The resident group that had sued to stop the Junipers called the ruling a victory for San Diego’s neighborhoods because it will require developers to provide more robust mitigation when they build impactful, dense projects.
In particular, the residents want Junipers developer Lennar Homes to pay for building more evacuation routes for their wildfire-prone area.
“Our goal in bringing this lawsuit forward is to require the city of San Diego to perform environmental review to address wildfire impacts on redevelopment in our area,” the PQ-NE Action Group said in a statement. “We are very pleased with the final ruling.”
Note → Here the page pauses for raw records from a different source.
PR #192, opened 2024-08-07
[BREAKING] Refactor attributes

h2zero:
Refactor attributes to reduce code duplication and improve maintainability.

* Add attribute base classes to provide common code.
* Add const where possible to functions and parameters.
* `NimBLECharacteristic::notify` no longer takes a `bool is_notification` parameter, instead `indicate()` should be called to send indications.
* `NimBLECharacteristic::indicate` now takes the same parameters as `notify`.
* `NimBLECharacteristicCallbacks` and `NimBLEDescriptorCallbacks` methods now take `const NimBLEConnInfo&` instead of non-const.
* `NimBLECharacteristic::onNotify` callback removed as unnecessary, the library does not call notify without app input.
* `NimBLERemoteCharacteristic::getRemoteService` now returns a `const NimBLERemoteService*` instead of non-const.
* Add NimBLEUUID constructor that takes a reference to `ble_uuid_any_t`.
* `NimBLERemoteService::getCharacteristics` now returns a `const std::vector<NimBLERemoteCharacteristic*>&` instead of non-const `std::vector<NimBLERemoteCharacteristic*>*`
* `NimBLERemoteService::getValue` now returns `NimBLEAttValue` instead of `std::string`
* `NimBLEService::getCharacteristics` now returns a `const std::vector<NimBLECharacteristic*>&` instead of a copy of std::vector<NimBLECharacteristic *>.
* Remove const requirement for NimBLEConnInfo parameter in callbacks.
  Const is unnecessary as the data can't be changed by application code.
* Change NimBLERemoteCharacteristic::getRemoteService to return const pointer.

### DIFF
--- a/CMakeLists.txt
+++ b/CMakeLists.txt
@@ -52,6 +52,7 @@ idf_component_register(
     "src/NimBLERemoteCharacteristic.cpp"
     "src/NimBLERemoteDescriptor.cpp"
     "src/NimBLERemoteService.cpp"
+    "src/NimBLERemoteValueAttribute.cpp"
     "src/NimBLEScan.cpp"
     "src/NimBLEServer.cpp"
     "src/NimBLEService.cpp"
--- a/docs/Migration_guide.md
+++ b/docs/Migration_guide.md
@@ -383,13 +383,13 @@ The security callback methods are now incorporated in the `NimBLEServerCallbacks
 
 The callback methods are:
 
-> `bool onConfirmPIN(const NimBLEConnInfo& connInfo, uint32_t pin)`
+> `bool onConfirmPIN(NimBLEConnInfo& connInfo, uint32_t pin)`
 
 Receives the pin when using numeric comparison authentication.
 Call `NimBLEDevice::injectConfirmPIN(connInfo, true);` to accept or `NimBLEDevice::injectConfirmPIN(connInfo, false);` to reject.
 <br/>
 
-> `void onPassKeyEntry(const NimBLEConnInfo& connInfo)`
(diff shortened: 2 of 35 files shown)


finger563:
@h2zero I'm not sure why, but after attempting to upgrade to use this code, I'm finding that my GFPS implementation is no longer working. Compilation works just fine (removing the `const` from the auth and passkey callbacks), but for whatever reason the `onConfirmPIN` callback is never being called - and I've found that the event is not even being triggered (the underlying esp-nimble-cpp NimBLEServer::handleGapEvent` is not being called when it should be). I've just started debugging it, but I figured I'd let you know and see if you possibly have some idea of what change might be causing this? The only thing I can think of right now (given that it's the only real change that seems to be coming from this PR) is the change to how attributes are notified/indicated, but I'm not sure...

h2zero:
Thanks for the report, not sure what would have caused that.

finger563:
Did some further testing - it's not just GFPS that has broken - the HID service i have is also broken - it seems to be something about how the `setValue`/`indicate`/`notify` change occurred means that the notifications that i send (calling `notify`) are not being sent to the phone, which manifests as HID inputs not being received by the phone and the GFPS pairing information not being received by the phone either.

finger563:
Confirmed, even just connecting to the example app, and trying to read the `Device Infomation` service's characteristics no longer works (testing using the `BLE Scanner` app on Android).

h2zero:
Thanks, did a quick check myself just now. Looks like the call to send the notification returns with ENOT_CONNECTED, I guess the connection handle is wrong somehow.

PR #194, opened 2024-08-29
fix(NimBLEAdvertising): Ensure `setServiceData()` includes length of data

finger563:
Fork PR here: https://github.com/esp-cpp/esp-nimble-cpp/pull/2


h2zero:
Thanks, looks like there may have been a few misses in the recent refactorings, much appreciated :).

PR #49, opened 2019-04-14
Add support for descriptions

### LINKED ISSUE #20: Add support for description in fields
```python
@strawberry.type
class Query:
    @strawberry.field
    async def todos(self, info) -> typing.List[str]:
        """A list of TODOs"""
        return ["a", "b"]
```

```python
@strawberry.type
class Query:
    @strawberry.field(description="A list of TODOs")
    async def todos(self, info) -> typing.List[str]:
        return ["a", "b"]
```

We also need a way to define descriptions on simple fields

```python
@strawberry.type
class TODO:
    id: strawberry.ID
    """This would be unique"""
```

```python
@strawberry.type
class TODO:
    id: str = strawberry.field(description="This would be unique")
```

See:
- https://www.python.org/dev/peps/pep-0257/
- https://stackoverflow.com/a/20529741/169274
- http://www.sphinx-doc.org/en/master/usage/extensions/autodoc.html#directive-autoattribute

patrick91:
Closes #20

### DIFF
--- a/strawberry/enum.py
+++ b/strawberry/enum.py
@@ -7,7 +7,7 @@ from .exceptions import NotAnEnum
 from .type_converter import REGISTRY
 
 
-def _process_enum(cls, name="", description=""):
+def _process_enum(cls, name=None, description=None):
     if not isinstance(cls, EnumMeta):
         raise NotAnEnum()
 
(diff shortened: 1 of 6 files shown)


patrick91:
Merging! Thanks for the help :)

Also, thanks to @paulmonk for suggesting to use docstrings <3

The city and Lennar, which declined to comment Tuesday, could appeal to a higher court.
Or Lennar could settle with the residents, for instance by agreeing to construct additional evacuation routes.
If the ruling isn’t overturned on appeal, attorneys for Lennar and the city say it could have far-reaching impacts on how government agencies must analyze the effects dense housing projects might have on traffic, noise and wildfire threats.
“It would potentially grind development to a halt,” Deputy City Attorney Ben Syz told Judge Frazier in court last Thursday. “The city needs certainty as to what it’s looking at and what it’s analyzing.”
Ok, ok you want to downsize but you don’t want to bake in the desert – plus you like living in San Diego. Aren’t there any newer, smaller choices around here?
Lennar has purchased three local golf courses and are on their way to building them out. The development of the Carmel Mountain Ranch golf course off the I-15 freeway (above) faced some resistance from the locals, but they beat that back and a gated senior community is now underway.
The Junipers is a senior community (55+) in Rancho Penasquitos and will include a mix of 455 single-family detached-homes and townhouses for sale. There will also be 81 attached homes for rent for low-income seniors households. It will include a 2.87-acre public park and a 2.82-acre loop trail.
Pricing isn’t out in the open but I’m guessing it starts just under a million.
Another new-home development is called the Farm, and it’s right off Rancho Bernardo Road. It isn’t solely for seniors, but they have a couple of one-story plans. Here’s a quick tour of their 2,500sf one-story home under construction:
For new homes, it’s mostly just infill projects now in the prime areas so even the big boys are looking for smaller projects. It looks like Toll picked this up for $12 million last October, and they are going to build 4,765sf to 6,036sf houses that are the same or similar to what they built at Palomar in PHR.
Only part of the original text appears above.